ACTIVITY: Produce as output only the lines below starting at the line with "The new smoke" and continuing through the line with "## Limitations", each one exactly as written.

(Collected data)

PR #2609, opened 2026-08-13
feat(uipath-insights): teach Insights RBAC reads and add an RBAC smoke eval [IN-13526]

celestinryf:
https://uipath.atlassian.net/browse/IN-13526
Also related to https://uipath.atlassian.net/browse/IN-13527: the tagged eval tasks here are that ticket's skills-side test layer.

## What

Teaches the six Insights RBAC read commands: `users list`, `users get`, `roles list`, `roles get`, `groups list`, and `groups get`.

- New `references/rbac-reads-guide.md`: per-command usage and fields, the name-to-GUID join, a Safe Output section, a Failure Branches section, and the read-shaped side effects.
- `SKILL.md`: a routing row, RBAC in the frontmatter with a `→uipath-admin` redirect, two scope-boundary rows, one anti-pattern, and Critical Rules 15 and 16, the RBAC counterparts of the alert read-only rule.
- New `tests/tasks/uipath-insights/rbac/smoke.yaml` and four activation rows (034-037). The smoke task gates each of the three command groups with its own `--help` reality check, and carries the CLI-bypass and shell-variable negatives the alerts smoke uses, with the PermissionService route strings.

## Why

The six reads ship as five stacked cli PRs, and this is the companion to all of them: [#3860](https://github.com/UiPath/cli/pull/3860) shared refactor (merged), [#3660](https://github.com/UiPath/cli/pull/3660) users list (merged), [#3861](https://github.com/UiPath/cli/pull/3861) users get, [#3858](https://github.com/UiPath/cli/pull/3858) roles, and [#3859](https://github.com/UiPath/cli/pull/3859) groups. One guide covers the family, so the packet has one skills half rather than five. These reads share vocabulary with `uip admin` but read tenant-scoped Insights role assignments from the Insights Portal backend, not org identity. Without the boundary stated an agent picks the wrong skill, which is the confusion raised on #2552.

These six run without `--output`, the one exception to Critical Rule 1. The format still resolves to json so the envelope is unchanged, but the CLI's safe projection stays on and email addresses, nested role IDs, and the role resource string never reach the transcript. The name-to-GUID join works entirely in the safe view, so nothing is lost by leaving the flag off.

Three of the six are not pure reads: `roles list` can make a cached Licensing call, `groups get` persists refreshed directory fields, and `groups list` drops a group whose directory entry does not resolve. That last one also 404s `groups get`, so a group missing from the list and failing its `get` is one cause, not two.

## Testing

[...]

PR #2839, opened 2026-08-26
feat(uipath-insights): teach queue monitoring [IN-13530]

celestinryf:
https://uipath.atlassian.net/browse/IN-13530

The commands ship in four stacked cli PRs: [UiPath/cli#3826](https://github.com/UiPath/cli/pull/3826) (summary, sla, operational-metrics), [UiPath/cli#4108](https://github.com/UiPath/cli/pull/4108) (timelines), [UiPath/cli#4109](https://github.com/UiPath/cli/pull/4109) (failure analysis), and [UiPath/cli#4110](https://github.com/UiPath/cli/pull/4110) (details and retry-outcomes). This half waits for the last of them to merge and publish `@uipath/cli@dev`, which the smoke gate installs.

## What

Teaches the `uipath-insights` skill the ten queue monitoring commands: `queues summary`, `sla`, `operational-metrics`, `completed-timeline`, `uncompleted-timeline`, `top-failures`, `failures-by-reason`, `failure-details`, `details`, and `retry-outcomes`.

- New `references/queue-monitoring-guide.md`: the catalog, the per-command flags, the output shapes, and an investigation workflow.
- `SKILL.md` gains queue routing, queue triggers, and the queue half of Critical Rules 1, 4, 5, and 11.
- Six activation rows, plus three fixed command patterns in `smoke_critical_rules.yaml`.
- New `tests/tasks/uipath-insights/queues/smoke.yaml`: eight commands driven from a prompt that names none of them, a `--help` reality gate per subcommand, and negatives for the guide's own traps. Ships skipped, see Limitations.
- `filter-discovery-guide.md` and `jobs-commands-guide.md`, stale the moment SKILL.md routes a queue question through the filter guide.

## Why

WS2.2 Q1 adds queue monitoring to the CLI. Agents need the matching guide to pick the right command, choose the right `--time-event` column on the two timelines, and read the output correctly. One guide covers the whole family, the way the RBAC guide covered its five cli PRs.

## Verification

Read from the CLI that ships the commands, `feature/insights-queue-details` at `7210bc30a` plus `feature/insights-queue-commands` at `edb0ba011` for the window clamp, and from `UiPath/Insights-monitoring` at `7ec27237d6`, whose queue files are byte-identical at the `develop` tip `6bbc79ee`.

The CLI carries named note constants in `commands/queues.ts` that ship as runtime `Instructions`, each written to stop an agent misreading a field, and the guide now agrees with them. Two show why that matters: `sla` is one row per queue name, so `ProcessName` is a representative pick and not half a key (`SnowQuery.cs:742`, `:776`), and `--timezone-offset` relabels `StartTime` and `EndTime` while bucket edges stay UTC-aligned (`SnowQuery.cs:261-262`).

The three smoke-task patterns were fixed by replaying the pinned grader, coder-eval 0.12.1, not by reading it. The `\bstart\b` negative was not anchored to `jobs` while this PR teaches `--time-event start`, so a correct queue answer false-failed a weight-2.0 criterion. Both negatives now name the forbidden shapes, and the barrier keeps the `\n` guard for the raw haystack while allowing backslash line continuations, the form two e2e tasks in this tree already use. 21 of 21 behaviours score as intended.

Every repo gate is green. The verb gate reports 0 blocking and 18 soft-stale findings, all of them queue verbs the pinned catalog does not carry yet, and all eleven `uipath-insights` task YAMLs validate against the pinned schema.

The new smoke task's twelve regexes were exercised against 74 crafted commands under `re.DOTALL`, the way the grader compiles them, with no misses and no false positives. That run caught a real defect before it shipped: `retry\b` matched the first six characters of `retry-outcomes`, so the write-verb guard would have failed every correct run. The terminator is `(?![\w-])` now. `npm run skills:test` is 56 of 56. `tests/scripts` is 270 passed and 44 skipped. Its one failure, `test_stage_shared.py`, is macOS-only and predates this branch: `stage_shared.sh` calls GNU `realpath -m`, which BSD realpath rejects. That file matches `main` byte for byte, no CI job runs its test, and CI runs the script itself on ubuntu.

## Limitations

**The queue smoke task ships skipped.** It drives eight of the ten commands and gates the command surface of all ten, but the catalog snapshot at `uip 1.203.0-dev.8703` carries `insights filter-queues` and no `insights queues` verb, so every `--help` gate fails today and would take the smoke check red on a PR whose skill content is fine. A skipped task lands in `RunSummary.skipped_tasks` at resolution time and never reaches the orchestrator (coder_eval 0.12.1, `models/tasks.py:466`, the version `tests/.coder-eval-version` pins), so it writes no `task.json` and stays out of the workflow's pass-rate denominator. Unskip in the PR that first runs against a dev build carrying the commands, which is what the four cli PRs above still hold up.

`failure-details` and `operational-metrics` are gated but not driven. The first needs an `--error-message` value read from a prior `failures-by-reason` row, which an empty tenant never produces, and the second needs a mandatory `--widget-type` that a prompt would have to supply, which grades prompt-following rather than the skill.

**The activation gate does not measure this skill, so the six queue rows are unexercised by CI.** `uipath-insights` is absent from `activation_gate.py`'s `BASELINES_PCT`, so the script prints `SKIP: no baseline for 'uipath-insights'` and returns 0. The gate did run on this head once the PR went ready, and that line is what it printed, so the green check is the skip rather than a pass. Twenty-two other skills have a baseline. Adding one needs a measured full activation run, which is why this PR does not add it.

The new queue triggers compete with `uipath-platform-018` and `uipath-troubleshoot-002`, and the gate only re-runs datasets whose own `SKILL.md` changed, so a loss there surfaces later on an unrelated PR. The `NOT for` clause and Critical Rule 11 draw the boundary; both datasets still need a run.

Rule 2 tells the agent to read `Instructions` for the window clamp, and on the cli side that field is currently wrong in a narrow band. All six queue and machine cli branches carry the "full 31 days old" note text, but only [#3826](https://github.com/UiPath/cli/pull/3826) carries the matching whole-day trigger; the rest test elapsed milliseconds, so a bound aged between 30 and 31 whole days reports a clamp that did not happen. Restacking those PRs onto #3826 fixes it, and no wording here works around it.

Combined frontmatter is 1528 of the 1536 truncation cap, so #2854 has to free space before adding machine triggers.

Based on `main` since #2609 merged. #2854, #3182, and #3358 stack on this branch and need a restack once it lands.


celestinryf:
Bot findings, answered.

The double blank line at `queue-monitoring-guide.md:128-129` is real and fixed in [`1e47fe84`](https://github.com/UiPath/skills/commit/1e47fe84c3481a4393e726e61e185ac7da06e14d). Lines 128 and 129 were both blank between the empty-`Data[]` paragraph and the one introducing `--time-event`. It was the only double blank in the file, and SKILL.md and the five sibling reference guides have none.

The frontmatter figure in the review is wrong. `description` is 559 characters and `when_to_use` is 969, so the combined value is 1528 against the 1536 cap, not ~1535 with one character of headroom. `hooks/validate-skill-descriptions.sh` prints the 559 on this head, and the Limitations section already gives 1528. Eight characters of room, and #2854 still has to free space before machine triggers go in.

On the task lint finding, no change here, which is what the lint itself recommends ("until then, no action needed"). A positive `command_executed` matching `uip\s+insights\s+queues\s+(summary|sla|operational-metrics)` would fail every run while `@uipath/cli@dev` carries no queue commands. It lands with the eval task once the four cli PRs merge and publish.

One Limitations edit alongside the fix: the PR came off draft at 22:48:58, so `activation-gate.yml:85` is no longer the reason the activation gate does not measure this skill. The gate ran on this head and printed `SKIP: no baseline for 'uipath-insights'`, which is the one reason left.

rliuup (approved):
LGTM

ANSWER BOX:
The new smoke task's twelve regexes were exercised against 74 crafted commands under `re.DOTALL`, the way the grader compiles them, with no misses and no false positives. That run caught a real defect before it shipped: `retry\b` matched the first six characters of `retry-outcomes`, so the write-verb guard would have failed every correct run. The terminator is `(?![\w-])` now. `npm run skills:test` is 56 of 56. `tests/scripts` is 270 passed and 44 skipped. Its one failure, `test_stage_shared.py`, is macOS-only and predates this branch: `stage_shared.sh` calls GNU `realpath -m`, which BSD realpath rejects. That file matches `main` byte for byte, no CI job runs its test, and CI runs the script itself on ubuntu.

## Limitations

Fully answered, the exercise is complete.